- [TASK ITEM] Find each line in the records below that contains the word "devel", and copy it out.

- [RECORDED DATA]
● ● ● ●

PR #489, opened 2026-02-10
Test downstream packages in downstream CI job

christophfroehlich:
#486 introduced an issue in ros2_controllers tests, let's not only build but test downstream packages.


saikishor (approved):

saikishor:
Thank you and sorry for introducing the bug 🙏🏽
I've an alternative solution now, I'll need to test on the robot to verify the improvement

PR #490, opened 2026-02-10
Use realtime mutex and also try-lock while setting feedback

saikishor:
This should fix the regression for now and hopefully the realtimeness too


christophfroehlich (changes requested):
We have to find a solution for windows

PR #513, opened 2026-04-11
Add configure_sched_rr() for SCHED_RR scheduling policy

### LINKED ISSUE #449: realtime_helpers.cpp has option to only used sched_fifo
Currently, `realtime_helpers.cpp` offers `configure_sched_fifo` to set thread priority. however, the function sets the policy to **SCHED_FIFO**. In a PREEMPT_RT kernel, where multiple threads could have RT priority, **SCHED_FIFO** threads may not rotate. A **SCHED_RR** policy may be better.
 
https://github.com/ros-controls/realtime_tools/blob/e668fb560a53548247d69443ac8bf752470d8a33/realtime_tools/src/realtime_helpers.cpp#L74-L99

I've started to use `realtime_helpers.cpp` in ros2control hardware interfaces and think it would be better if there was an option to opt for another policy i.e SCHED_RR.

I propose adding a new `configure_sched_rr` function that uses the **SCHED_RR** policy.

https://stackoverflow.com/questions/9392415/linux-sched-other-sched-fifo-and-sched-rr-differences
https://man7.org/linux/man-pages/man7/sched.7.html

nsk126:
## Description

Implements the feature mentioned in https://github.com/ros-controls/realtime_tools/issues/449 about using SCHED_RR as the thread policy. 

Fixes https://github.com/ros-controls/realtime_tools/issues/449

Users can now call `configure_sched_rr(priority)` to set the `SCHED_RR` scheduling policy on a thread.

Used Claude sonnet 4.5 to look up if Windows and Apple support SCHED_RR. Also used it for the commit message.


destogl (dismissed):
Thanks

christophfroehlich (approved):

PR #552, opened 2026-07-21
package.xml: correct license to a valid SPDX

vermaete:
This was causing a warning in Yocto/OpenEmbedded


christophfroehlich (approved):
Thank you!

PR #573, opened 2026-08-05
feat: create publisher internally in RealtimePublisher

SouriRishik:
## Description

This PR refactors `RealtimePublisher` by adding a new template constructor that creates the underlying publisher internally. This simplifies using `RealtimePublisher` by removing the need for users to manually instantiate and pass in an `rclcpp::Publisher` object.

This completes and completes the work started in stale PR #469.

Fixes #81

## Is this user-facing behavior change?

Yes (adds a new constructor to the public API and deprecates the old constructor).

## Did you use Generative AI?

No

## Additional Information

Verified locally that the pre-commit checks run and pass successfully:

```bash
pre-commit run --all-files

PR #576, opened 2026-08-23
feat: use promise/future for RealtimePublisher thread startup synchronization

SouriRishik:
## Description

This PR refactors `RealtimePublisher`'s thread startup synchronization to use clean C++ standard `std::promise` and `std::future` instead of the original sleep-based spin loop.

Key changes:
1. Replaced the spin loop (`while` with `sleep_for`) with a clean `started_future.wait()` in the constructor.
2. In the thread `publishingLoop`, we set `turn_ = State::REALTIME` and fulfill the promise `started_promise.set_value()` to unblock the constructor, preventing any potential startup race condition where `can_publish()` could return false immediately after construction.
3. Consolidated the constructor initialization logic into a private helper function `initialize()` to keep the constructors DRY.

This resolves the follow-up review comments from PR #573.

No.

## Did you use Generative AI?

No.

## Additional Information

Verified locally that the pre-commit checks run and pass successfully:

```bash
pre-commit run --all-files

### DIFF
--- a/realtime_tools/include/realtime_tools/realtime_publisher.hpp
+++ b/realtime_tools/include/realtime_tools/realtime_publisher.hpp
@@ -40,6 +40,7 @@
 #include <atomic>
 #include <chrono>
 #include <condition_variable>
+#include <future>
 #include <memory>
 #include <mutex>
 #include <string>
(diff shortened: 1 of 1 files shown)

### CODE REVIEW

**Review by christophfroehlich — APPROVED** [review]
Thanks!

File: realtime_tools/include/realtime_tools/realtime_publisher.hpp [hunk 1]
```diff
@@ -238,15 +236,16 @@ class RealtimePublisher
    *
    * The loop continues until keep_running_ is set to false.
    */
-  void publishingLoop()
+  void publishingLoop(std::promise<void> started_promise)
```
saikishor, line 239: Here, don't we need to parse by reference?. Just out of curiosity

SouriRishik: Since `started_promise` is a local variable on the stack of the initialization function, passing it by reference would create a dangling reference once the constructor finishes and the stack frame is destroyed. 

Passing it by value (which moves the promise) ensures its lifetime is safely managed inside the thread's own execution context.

● ● ● ●

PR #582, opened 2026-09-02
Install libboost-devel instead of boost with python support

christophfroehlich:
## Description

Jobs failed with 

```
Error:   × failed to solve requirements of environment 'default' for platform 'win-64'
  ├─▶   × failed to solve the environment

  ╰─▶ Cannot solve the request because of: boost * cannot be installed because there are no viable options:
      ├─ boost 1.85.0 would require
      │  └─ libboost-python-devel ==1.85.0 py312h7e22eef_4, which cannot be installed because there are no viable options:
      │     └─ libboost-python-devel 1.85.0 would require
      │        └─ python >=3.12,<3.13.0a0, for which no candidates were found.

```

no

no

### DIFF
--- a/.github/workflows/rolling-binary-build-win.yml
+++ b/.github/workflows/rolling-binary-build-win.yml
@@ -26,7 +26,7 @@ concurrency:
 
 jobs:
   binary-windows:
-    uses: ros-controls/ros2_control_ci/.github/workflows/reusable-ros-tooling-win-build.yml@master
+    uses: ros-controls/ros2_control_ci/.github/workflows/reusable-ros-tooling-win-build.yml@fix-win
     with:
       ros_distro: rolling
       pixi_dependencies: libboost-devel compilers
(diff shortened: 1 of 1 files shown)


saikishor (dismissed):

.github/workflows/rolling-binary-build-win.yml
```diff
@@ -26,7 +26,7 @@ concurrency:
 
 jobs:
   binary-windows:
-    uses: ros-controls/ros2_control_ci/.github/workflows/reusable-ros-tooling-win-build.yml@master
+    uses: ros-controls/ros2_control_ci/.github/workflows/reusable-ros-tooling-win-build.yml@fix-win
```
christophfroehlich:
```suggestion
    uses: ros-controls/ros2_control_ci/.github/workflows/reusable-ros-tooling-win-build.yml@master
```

● ● ● ●

- [WRITTEN RESPONSE]
Install libboost-devel instead of boost with python support
      │  └─ libboost-python-devel ==1.85.0 py312h7e22eef_4, which cannot be installed because there are no viable options:
      │     └─ libboost-python-devel 1.85.0 would require
       pixi_dependencies: libboost-devel compilers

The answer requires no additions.